━━ Listed records
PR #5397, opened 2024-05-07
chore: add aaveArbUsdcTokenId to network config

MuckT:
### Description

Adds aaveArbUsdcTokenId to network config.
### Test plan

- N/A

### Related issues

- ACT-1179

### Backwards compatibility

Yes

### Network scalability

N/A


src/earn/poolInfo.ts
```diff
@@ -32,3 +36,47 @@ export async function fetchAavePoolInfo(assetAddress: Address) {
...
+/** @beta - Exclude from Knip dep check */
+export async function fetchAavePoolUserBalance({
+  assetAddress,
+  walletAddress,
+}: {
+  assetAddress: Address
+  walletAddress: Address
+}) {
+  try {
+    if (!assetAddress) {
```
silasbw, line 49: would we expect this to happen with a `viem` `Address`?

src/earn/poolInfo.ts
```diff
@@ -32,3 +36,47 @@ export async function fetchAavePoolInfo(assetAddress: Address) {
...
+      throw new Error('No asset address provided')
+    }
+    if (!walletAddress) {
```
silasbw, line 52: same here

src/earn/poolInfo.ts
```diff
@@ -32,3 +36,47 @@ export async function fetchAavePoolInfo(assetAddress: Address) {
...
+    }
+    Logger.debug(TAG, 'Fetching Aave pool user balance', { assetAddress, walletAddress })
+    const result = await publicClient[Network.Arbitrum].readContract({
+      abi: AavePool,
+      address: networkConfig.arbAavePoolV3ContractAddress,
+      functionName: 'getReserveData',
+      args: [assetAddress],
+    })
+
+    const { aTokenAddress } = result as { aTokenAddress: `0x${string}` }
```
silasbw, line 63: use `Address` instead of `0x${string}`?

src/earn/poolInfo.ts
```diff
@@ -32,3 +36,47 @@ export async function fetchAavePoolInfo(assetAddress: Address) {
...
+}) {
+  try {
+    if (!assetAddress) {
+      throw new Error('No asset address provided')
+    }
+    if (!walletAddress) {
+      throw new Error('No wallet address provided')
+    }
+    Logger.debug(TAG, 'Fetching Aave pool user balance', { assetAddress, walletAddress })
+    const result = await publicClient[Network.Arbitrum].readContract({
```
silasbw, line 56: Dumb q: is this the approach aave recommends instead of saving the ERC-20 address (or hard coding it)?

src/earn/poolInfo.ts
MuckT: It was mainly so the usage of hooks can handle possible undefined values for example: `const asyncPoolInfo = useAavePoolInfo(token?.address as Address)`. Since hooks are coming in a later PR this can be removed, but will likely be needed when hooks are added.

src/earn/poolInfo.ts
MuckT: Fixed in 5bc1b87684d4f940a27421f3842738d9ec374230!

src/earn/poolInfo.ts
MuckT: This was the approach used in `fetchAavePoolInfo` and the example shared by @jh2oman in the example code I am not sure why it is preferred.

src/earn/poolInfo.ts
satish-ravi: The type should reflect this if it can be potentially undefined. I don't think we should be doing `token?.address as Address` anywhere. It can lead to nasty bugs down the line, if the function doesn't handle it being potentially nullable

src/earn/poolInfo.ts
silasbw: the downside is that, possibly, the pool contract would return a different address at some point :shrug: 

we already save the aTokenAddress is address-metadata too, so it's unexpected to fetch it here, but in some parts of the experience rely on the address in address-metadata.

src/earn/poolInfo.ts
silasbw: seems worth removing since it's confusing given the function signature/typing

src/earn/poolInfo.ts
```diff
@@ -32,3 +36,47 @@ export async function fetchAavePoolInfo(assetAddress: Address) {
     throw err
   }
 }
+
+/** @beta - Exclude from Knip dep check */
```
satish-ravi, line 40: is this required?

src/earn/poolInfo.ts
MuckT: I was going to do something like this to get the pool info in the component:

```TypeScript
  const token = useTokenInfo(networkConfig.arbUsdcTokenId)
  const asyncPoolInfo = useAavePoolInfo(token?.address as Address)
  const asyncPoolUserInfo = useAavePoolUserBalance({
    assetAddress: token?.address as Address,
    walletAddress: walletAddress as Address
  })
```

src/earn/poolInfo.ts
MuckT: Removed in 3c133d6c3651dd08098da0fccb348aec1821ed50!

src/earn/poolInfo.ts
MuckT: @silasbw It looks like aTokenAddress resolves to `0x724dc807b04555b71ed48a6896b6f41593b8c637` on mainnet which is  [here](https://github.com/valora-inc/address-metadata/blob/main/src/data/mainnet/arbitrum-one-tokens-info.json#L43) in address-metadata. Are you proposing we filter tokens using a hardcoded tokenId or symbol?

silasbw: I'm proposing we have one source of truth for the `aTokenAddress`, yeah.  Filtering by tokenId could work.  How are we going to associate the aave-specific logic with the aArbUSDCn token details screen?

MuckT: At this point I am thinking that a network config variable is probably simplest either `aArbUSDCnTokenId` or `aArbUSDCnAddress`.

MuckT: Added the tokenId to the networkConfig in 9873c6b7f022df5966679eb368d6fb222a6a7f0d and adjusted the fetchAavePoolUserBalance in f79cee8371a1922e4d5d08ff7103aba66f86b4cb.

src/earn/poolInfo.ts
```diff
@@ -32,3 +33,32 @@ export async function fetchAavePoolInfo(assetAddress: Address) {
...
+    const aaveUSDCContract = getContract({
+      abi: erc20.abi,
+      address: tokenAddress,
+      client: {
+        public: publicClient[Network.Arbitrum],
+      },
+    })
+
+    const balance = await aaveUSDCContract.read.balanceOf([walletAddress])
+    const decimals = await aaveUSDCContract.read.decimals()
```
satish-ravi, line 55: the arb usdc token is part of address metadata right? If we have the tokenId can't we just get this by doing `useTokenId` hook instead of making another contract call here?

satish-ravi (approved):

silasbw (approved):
━━━━
### [Task objective]
All lines of the entries containing the string "instead" must be shown in full.

### [Written reply]
silasbw, line 63: use `Address` instead of `0x${string}`?
silasbw, line 56: Dumb q: is this the approach aave recommends instead of saving the ERC-20 address (or hard coding it)?
satish-ravi, line 55: the arb usdc token is part of address metadata right? If we have the tokenId can't we just get this by doing `useTokenId` hook instead of making another contract call here?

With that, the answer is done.